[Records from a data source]
══════════

PR #1290, opened 2026-07-17
add first draft of pastas 2.0 note

dbrakenhoff:
Do not merge!

This is just to work on the note to accompany the release of pastas 2.0

### DIFF
--- a/doc/benchmarks/check_response_functions.ipynb
+++ b/doc/benchmarks/check_response_functions.ipynb
@@ -1483,7 +1483,7 @@
  ],
  "metadata": {
   "kernelspec": {
-   "display_name": "pastas (3.13.5)",
+   "display_name": "Python 3",
    "language": "python",
    "name": "python3"
   },
@@ -1497,7 +1497,7 @@
    "name": "python",
    "nbconvert_exporter": "python",
    "pygments_lexer": "ipython3",
-   "version": "3.13.5"
+   "version": "3.13.11"
   }
  },
  "nbformat": 4,
--- a/doc/examples/changing_responses.ipynb
+++ b/doc/examples/changing_responses.ipynb
@@ -281,7 +281,7 @@
  ],
  "metadata": {
   "kernelspec": {
-   "display_name": "pastas_dev",
+   "display_name": "Python 3",
    "language": "python",
    "name": "python3"
   },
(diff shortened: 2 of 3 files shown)


rubencalje:
Looks good! One thing that needs to be included:
- the model settings are reused when you call the `solve` method. So when you do `ml.solve(tmin='2000')` the next time you call `ml.solve()`, tmin is set to '2000'. In the past tmin would be set back to the default value (the first date of your oseries).

mbakker7:
Are you sure that the links at the top of the note work? They didn't seem to work on my computer. I could click on them, but nothing happened.

dbrakenhoff:
> Are you sure that the links at the top of the note work? They didn't seem to work on my computer. I could click on them, but nothing happened.

I think they might work once I post them, but not entirely sure yet :).

mbakker7:
> > Are you sure that the links at the top of the note work? They didn't seem to work on my computer. I could click on them, but nothing happened.
> 
> I think they might work once I post them, but not entirely sure yet :).

I read up on that a bit, and it sounds like it will work on Github. And this won't be on ReadTheDocs, will it? Not entirely sure that it will work there.

dbrakenhoff:
> And this won't be on ReadTheDocs, will it? Not entirely sure that it will work there.

Yes, only github!

martinvonk:
Note to self before i get of the bus: add something on the stresses in StressModels no longer being stored in the stress list attribute, but under the keyword argument name.

martinvonk:
Maybe we can turn this into a discussion now that the release candidate is out? We can still edit discussions I think. Also you we can add a small note on how to install a release candidate:
`pip install --pre pastas`

dbrakenhoff:
Yeah do we want to do that now with release-candidate info, or do we wait till the official 2.0 release and communicate it then? I'm fine with both, and good idea to make it a pinned discussion. If we decide on a strategy, I can make the discussion, I think I still have some local edits to the note at the moment.

martinvonk:
> Yeah do we want to do that now with release-candidate info, or do we wait till the official 2.0 release and communicate it then? I'm fine with both, and good idea to make it a pinned discussion. If we decide on a strategy, I can make the discussion, I think I still have some local edits to the note at the moment. 

I'd prefer to do it now. Then people installing the release candidate know what has changed via the overview. Otherwise it is pretty hard to find.

Maybe we can also actively communicate the discussion for pastas 2.0 and ask people to test the release candidate.

martinvonk:
Can we close this now since https://github.com/orgs/pastas/discussions/1324 is live?

Issue #1168, opened 2026-04-19
Make TarsoModel `d1` and ThresholdTransform `1` an additive parameter


martinvonk:
### Describe the proposed feature
Currently, the parameters `d1` and `1` from TarsoModel and ThresholdTransform are absolute parameters. This means that they indicate the absolute level above which another response / damping occurs. 

However, I think it would be better if the parameter would be an additive parameter to `constant_d`/`d0`. This makes it easier to provide initial bounds that indicate, for instance, that the level should always be above the constant_d. Now it can be the case that the d1 and 1 parameter are lower than the d0 and constant_d.

So for the TarsoModel: d1_old = d0 + d1_new
And for ThresholdTransform: 1_old = constant_d + 1_new

Maybe we should also rename them, removing "d" they don't indicate a base elevation anymore.

Happy to discuss thoughts on this. If it should be an option or not etc.

raoulcollenteur:
@rubencalje what do you think of this idea of making it an additive parameter? Would that improve the performance on the model you tested in Italy @mbakker7 ? 

ps. naming was changed already.

rubencalje:
The additive parameter seems like a good idea if you assume that the second drainage level is always higher than the first drainage level.

However, these models are often applied in areas where the groundwater level is high relative to the surface elevation. In such locations, seepage is common, and the base drainage level may even be above the surface level. Under wet conditions, the second drainage level becomes active to prevent the groundwater level from rising further. In these cases, the second drainage level may actually be lower than the first drainage level.

I suspect this situation occurs quite frequently (also in the model of @mbakker7), which means that representing the second drainage level as an additive parameter is not a good choice.

martinvonk:
Note that additive does not mean it can only be larger than a certain value. It means it is added on top of the other parameter. The additive parameter could also become negative (dependent on the bounds) which means that you can stimulate levels where you a second drainage base below the first one.

dbrakenhoff:
I guess the advantage of that could then be that you can optionally enforce d1>d2 or the other way around? Is that something a user would consider doing?

rubencalje:
Good points, you can then bound the difference, or make sure the difference is always negative or positive. But I also like the idea of assigning absolute values to the two drainage base parameters, as they may not be very correlated and users can derive them visually easily (at least the second one). Maybe we can add an option `additive` to TarsoModel and/or ThresholdTransform?

Issue #1167, opened 2026-04-19
Let TarsoModel `d0` make use of model `constant_d`


martinvonk:
### Describe the proposed feature
TarsoModel now makes use of two "drainage level" parameters. d0 and d1. d0 is the base elevation and d1 is the level above which the threshold nonlinearity occurs. But since we also have a constant in the model, can't we make use of the constant_d of the model, instead of d0?

I think this would make it simpler and assist with not having to delete the constant with every TarsoModel.

raoulcollenteur:
I still really like this idea if it would work. Is it not simple to implement and test, and, if good, release with 2.0?

martinvonk:
> I still really like this idea if it would work. Is it not simple to implement and test, and, if good, release with 2.0?

I think this should now be pretty easy since the TarsoModel knows the model (and its .constant) exists.

martinvonk:
from #1291 
> This is actually quite complicated because the parameters during optimzation are not known to the model. So you can't just do: model.get_parameters in the TarsoModel to get the model.constant parameter value.

dbrakenhoff:
> > This is actually quite complicated because the parameters during optimzation are not known to the model. So you can't just do: model.get_parameters in the TarsoModel to get the model.constant parameter value.

Can't you update the name column for the `constant_d` parameter in `Model._parameters`? Or does the pastas world break apart when you try that?

PR #1291, opened 2026-07-20
Let `TarsoModel` make use of the `Model` if parsed

martinvonk:
# Short description
This PR updates the TarsoModel such that the Model.constant can be used. This way you don't need to call, model.del_constant before adding a TarsoModel.

- [x] related to issue #1167 and #1168 
- [x] is documented
- [x] type hints
- [x] tests added or expanded


martinvonk:
Something I don't really understand; whe changed the behavior of Pastas when initializing a StressModel in #1270. One of the benefits was that the TarsoModel could then use the model(.oseries). However, the TarsoModel does not make use of the model now. So I changed that here as well as it is required for the constant. But I thought that was fixed in #1270.

dbrakenhoff:
> However, the TarsoModel does not make use of the model now. So I changed that here as well as it is required for the constant. But I thought that was fixed in https://github.com/pastas/pastas/pull/1270.

Did you consider backwards compatibility here? E.g. we want to continue to support the old `oseries` input until 2.4?

martinvonk:
So I gave up on making the model constant part of the TarsoModel for now. This is actually quite complicated because the parameters during optimzation are not known to the model. So you can't just do: model.get_parameters in the TarsoModel to get the model.constant parameter value.

For now this is an improvement because if the Model is parsed the TarsoModel actually can use it to estimate the initial parameters. This actuall was one of the main reasons to make the syntax change. So now it is actually happening.

Also I made the example notebook simpler.

pastas/stressmodels.py
```diff
@@ -2488,24 +2488,40 @@ def __init__(
...
+            self.dmin = float(dmin)
+            self.dmax = float(dmax)
+        elif model is not None:
+            oseries = model.oseries.series
+            self.dmin = float(oseries.min())
+            self.dmax = float(oseries.max())
+        elif oseries is not None:
+            self.dmin = float(oseries.min())
+            self.dmax = float(oseries.max())
+        elif dmin is None or dmax is None:
```
raoulcollenteur: I think this should be self.dmin and self.dmax now

raoulcollenteur: Alternatively you could remove and self.dmin/dmax in the lines above and assign to self after all the check like before.

raoulcollenteur (approved):
I think this should be good after you fixed that small thing for the warning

══════════

▶ [DIRECTIONS]
Extract exactly the leading lines of the data, stopping at and including the line with "Looks good! One".

▶ [OUTPUT OF THE TASK]
PR #1290, opened 2026-07-17
add first draft of pastas 2.0 note

dbrakenhoff:
Do not merge!

This is just to work on the note to accompany the release of pastas 2.0

### DIFF
--- a/doc/benchmarks/check_response_functions.ipynb
+++ b/doc/benchmarks/check_response_functions.ipynb
@@ -1483,7 +1483,7 @@
  ],
  "metadata": {
   "kernelspec": {
-   "display_name": "pastas (3.13.5)",
+   "display_name": "Python 3",
    "language": "python",
    "name": "python3"
   },
@@ -1497,7 +1497,7 @@
    "name": "python",
    "nbconvert_exporter": "python",
    "pygments_lexer": "ipython3",
-   "version": "3.13.5"
+   "version": "3.13.11"
   }
  },
  "nbformat": 4,
--- a/doc/examples/changing_responses.ipynb
+++ b/doc/examples/changing_responses.ipynb
@@ -281,7 +281,7 @@
  ],
  "metadata": {
   "kernelspec": {
-   "display_name": "pastas_dev",
+   "display_name": "Python 3",
    "language": "python",
    "name": "python3"
   },
(diff shortened: 2 of 3 files shown)


rubencalje:
Looks good! One thing that needs to be included:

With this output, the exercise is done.